August 12, 2015

Medical student earns spot on Society of General Internal Medicine subcommittee

Derek Blok, a second-year medical student at the Wayne State University School of Medicine, was selected to sit as a member on a subcommittee of the Society of General Internal Medicine's Clinical Practice Committee.

The Society of General Internal Medicine is an Alexandria, Va.-based medical society of 3,000 physicians who are the primary internal medicine faculty of medical schools and major teaching hospitals in the United States. The mission of the Quality and Patient Safety Subcommittee that Blok joined is to promote and disseminate scholarly activities in quality and patient safety work, and to facilitate training in safety and quality.

Blok is only the second student to be selected for the national committee. He was nominated by the Department of Internal Medicine's Associate Professor and Vice Chair of Education Diane Levine, M.D., an active SGIM member, because of his passion and commitment for patient safety and quality improvement.

"I'm very thankful to Dr. Levine for considering me for this position, and honored to have been selected to the Quality and Patient Safety Subcommittee. I'm excited to meet passionate people with much more experience in patient safety and quality improvement than me, and learn from them, as well as continue to work to make a positive difference in health care," Blok said.

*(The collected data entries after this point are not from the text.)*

PR #445, opened 2023-08-06
DRA func_800F9E18

sonicdcer:
Co-authored-by: @nim-ka


sozud:
I'm pretty sure this is operating on an array of structs that defines the relic menu data. I'm not sure how to match it though. Here's my attempt https://decomp.me/scratch/6eTHE
Xeeynamo can probably help here.

sonicdcer:
> The function is fake. After exploring @sozud suggestion I made the following scratch matching: https://decomp.me/scratch/js3m0

Good work, I'm doing the changes.

sozud:
The requested changes are applied and it sounds like we will do the HD version later, so merging.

Blok is a 2014 alumnus of the Telluride Patient Safety Summer Camp, a weeklong program of the Academy for Emerging Leaders in Patient Safety hosted by the Telluride Science Research Center in Colorado. He is an active member of the School of Medicine's chapter of the Institute for Healthcare Improvement, and a member of that group's curriculum subcommittee. Blok and a team of fellow medical students are developing a curriculum in patient safety for first-year medical students, introducing students to the culture of safety and a variety of safety tools, including check lists and safety debriefs.

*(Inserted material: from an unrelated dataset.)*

PR #446, opened 2023-08-06
NO3 EntityUnkId50 & EntityUnkId52

sonicdcer:
I'm including both functions in the same PR because they are basically copy pasted from one another and next to each other.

"I was struck when I discovered the amount of preventable harm that occurs to patients in the hospital by those of us who profess to be healing. The health care system is woefully behind many other industries in understanding our capacity for error and creating a system and a culture to prevent it," he said. "I am interested in evaluating health care systems, identifying system failures that tend to predispose to medical errors and developing improvements to prevent errors from occurring. Patients and their families turn to us in times of need, and we owe it to them and to ourselves to avoid setting ourselves up for failure."

Blok will serve on the subcommittee via monthly teleconferences, and will also have the opportunity to attend the annual SGIM meeting and additional regional meetings.